Test; 5 yıl boyunca 7 bin hasta üzerinde denendi ve başarılı sonuçlar elde edildi. Yapılan çalışmada cerrahi uygulanan erken evre meme kanserli 7 bin hastanın yüzde 64’ünde düşük tekrarlama oranı saptandı ve bu kişilerde kemoterapinin gereksiz olduğu gözlemlendi. Bu sebeple onkologlar; ülkemizde de “Erken evre, hormona duyarlı ve koltuk altı tutulumu olmayan ya da 1-3 lenf bezi tutulumu olan meme kanserli hastalara” nüks testini tavsiye ediyor. Ülkemizde de bazı onkologlarca uygulanan bu test sayesinde; erken evredeki hastaların sonuçları Hollanda’da değerlendirilerek, ameliyat sonrasındaki süreç kemoterapi uygulanmadan da sürdürülebiliyor.

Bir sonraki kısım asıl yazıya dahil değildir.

PR #1101, opened 2020-11-28
XML documentation for IArgument interface

pieter-venter:


src/System.CommandLine/IArgument.cs
```diff
@@ -6,11 +6,17 @@
 
 namespace System.CommandLine
 {
+    /// <summary>
+    /// Defines a symbol with an arity.
```
jonsequitur, line 10: There might be some useful terminology to reuse here: https://github.com/dotnet/command-line-api/blob/main/docs/Syntax-Concepts-and-Parser.md#arguments-and-arity.

In this case I'd say something like `A symbol representing a value passed to an option or command`.

sharwell: Agree that @jonsequitur 's suggestion is clearer than current comment. Two things to consider:

1. A symbol ~representing~ **defining** a value
2. Consider linking `<see cref="IOption"/>` and `<see cref="ICommand"/>` if applicable, or if the interfaces have different names you could also use the form `<see cref="IOptionInterfaceName">option</see>`

jonsequitur (approved):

AİLEDE KANSER OLMASI, RİSKİ ARTIRIYOR
Meme kanserinde en sık karşılaşılan belirti, ağrılı veya ağrısız ele gelen kitlelerdir. Bunun dışında; meme başında kanlı veya şeffaf akıntı, içeri doğru çekilme, derisinde soyulma, kabuklaşma, meme cildinde yara, portakal kabuğu görünümlü benzeri ödem, şekil bozukluğu ya da asimetride farklılıklar diğer önemli belirtiler arasında yerini alıyor.
Dünyada her yıl 1 milyon 700 binden fazla kadını etkileyen meme kanseri, ülkemizde her 8 kadından birini tehdit ediyor. Aileden geçen bozuk genler; obezite, alkol-sigara, çocuk doğurmamış olmak, 55 yaşından sonra menopoza girmek meme kanserine yakalanma riskini artırıyor.

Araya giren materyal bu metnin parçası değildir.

PR #1102, opened 2020-11-28
XML documentation for IArgumentArity interface

pieter-venter:


src/System.CommandLine/IArgumentArity.cs
```diff
@@ -3,10 +3,19 @@
 
 namespace System.CommandLine
 {
+    /// <summary>
+    /// Defines the arity of an argument.
```
jonsequitur, line 7: We could add a remark here indicating what this actually means, e.g. https://github.com/dotnet/command-line-api/blob/main/docs/Syntax-Concepts-and-Parser.md#arguments-and-arity

pieter-venter: Done. The explanation seems to fit verbatim so I added it in as-is.

jonsequitur (approved):

jonsequitur:
Thanks @pieter-venter!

Genlerin yapıtaşı olan DNA molekülünde meydana gelen değişiklikler, aralarında kanser de olmak üzere birçok hastalığa sebep oluyor. Meme kanseri, genetik mutasyonların en belirgin olduğu kanser türlerinden biri. Öyle ki, en bilinen gen bozukluklarından BRCA1 ve BRCA2 geni mutasyonu taşıyan bir kadının meme kanserine yakalanma riski yüzde 10’lardan yüzde 70’lere çıkıyor.

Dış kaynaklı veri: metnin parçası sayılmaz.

PR #1103, opened 2020-11-29
XML documentation for ICommand interface

pieter-venter:


src/System.CommandLine/ICommand.cs
```diff
@@ -5,12 +5,24 @@
 
 namespace System.CommandLine
 {
+    /// <summary>
+    /// Defines a symbol with arguments and options.
```
jonsequitur, line 9: We might want to align to the definitions [here](https://github.com/dotnet/command-line-api/blob/main/docs/Syntax-Concepts-and-Parser.md#arguments-and-arity) and maybe add a remark explaining that this is also sometimes known as a "verb".

pieter-venter: @jonsequitur I would like some input on this. My thought process:

I kept the interface descriptions very abstract here, just describing literally what they advertise. After all, we can't be sure what an implementation of ICommand will do other than it has arguments and options (and one getter).  Admittedly, this can lead to some pretty unspecific summaries as can be seen here. The implementations, like Command.cs, aligns closer with the [docs](https://github.com/dotnet/command-line-api/blob/main/docs/Syntax-Concepts-and-Parser.md#commands), because we _know_ what it does.

We _can_ provide comprehensive documentation in the interface and then use inheritdoc in the implementation to avoid copy/paste. However, in many instances this is just not possible since the implementation derives from multiple interfaces.

In your option, what should be in the ICommand summary and what should be in Command? Should they be mostly identical or is there some way to more clearly define what to put in each? It seems more appropriate to me that the fact that a subcommand is sometimes called a verb is on the Command description.

My feeling was most users of this library are going to care about the docs for Command, Argument, Option etc and less about ICommand, IArgument. Another option is to just remove the summary doc from the Interfaces that are either just going to be a duplicate of the implementation or otherwise difficult to describe.

src/System.CommandLine/ICommand.cs
```diff
@@ -5,12 +5,24 @@
...
+        /// Gets a value that indicates whether unmatched tokens should be treated as errors.
+        /// </summary>
         bool TreatUnmatchedTokensAsErrors { get; }
 
+        /// <summary>
+        /// Gets the arguments for the command.
+        /// </summary>
         IEnumerable<IArgument> Arguments { get; }
         
+        /// <summary>      `
```
sharwell, line 23:
```suggestion
        /// <summary>
```

src/System.CommandLine/ICommand.cs
sharwell: If you have any meetings on this, can you invite me? Documentation strategies is a personal passion project.

jonsequitur: My take is the descriptions should be mostly identical. The reason we separated out `ICommand`, etc. from their concrete implementations wasn't because we expect someone to implement them, but because we wanted a way to implement some form of immutability once the parser is constructed, without adding the performance overhead of cloning or freezing. It's not an ideal solution and we don't have tests covering other implementations of these interfaces, so there's not much purpose in overgeneralizing.

jonsequitur (approved):

PR #2531, opened 2025-03-15
Remove illegal string manipulation

GrabYourPitchforks:
Part of the "reduce unsafe" effort across .NET.

The command line parsing code previously manipulated string instances in-place, which is not a legal operation on any .NET runtime. Removing this logic and falling back to a standard allocation.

Her ne kadar hatırı sayılır sayıdaki meme kanseri hastasının tedavi planında KT kullanımını engelleyerek, kökten bir değişiklik yapma potansiyeline sahip olsa da; 21-gen testinin yaklaşık 12.500TL’lik maliyeti var. Ortaya koyduğu sonuçların mevcut kılavuzlarla birlikte hâlihazırda oluşturduğu iki başlı durum nedeniyle, önümüzdeki günlerde konu üzerinde yoğun tartışmalara ve eleştirilere maruz kalması bekleniyor.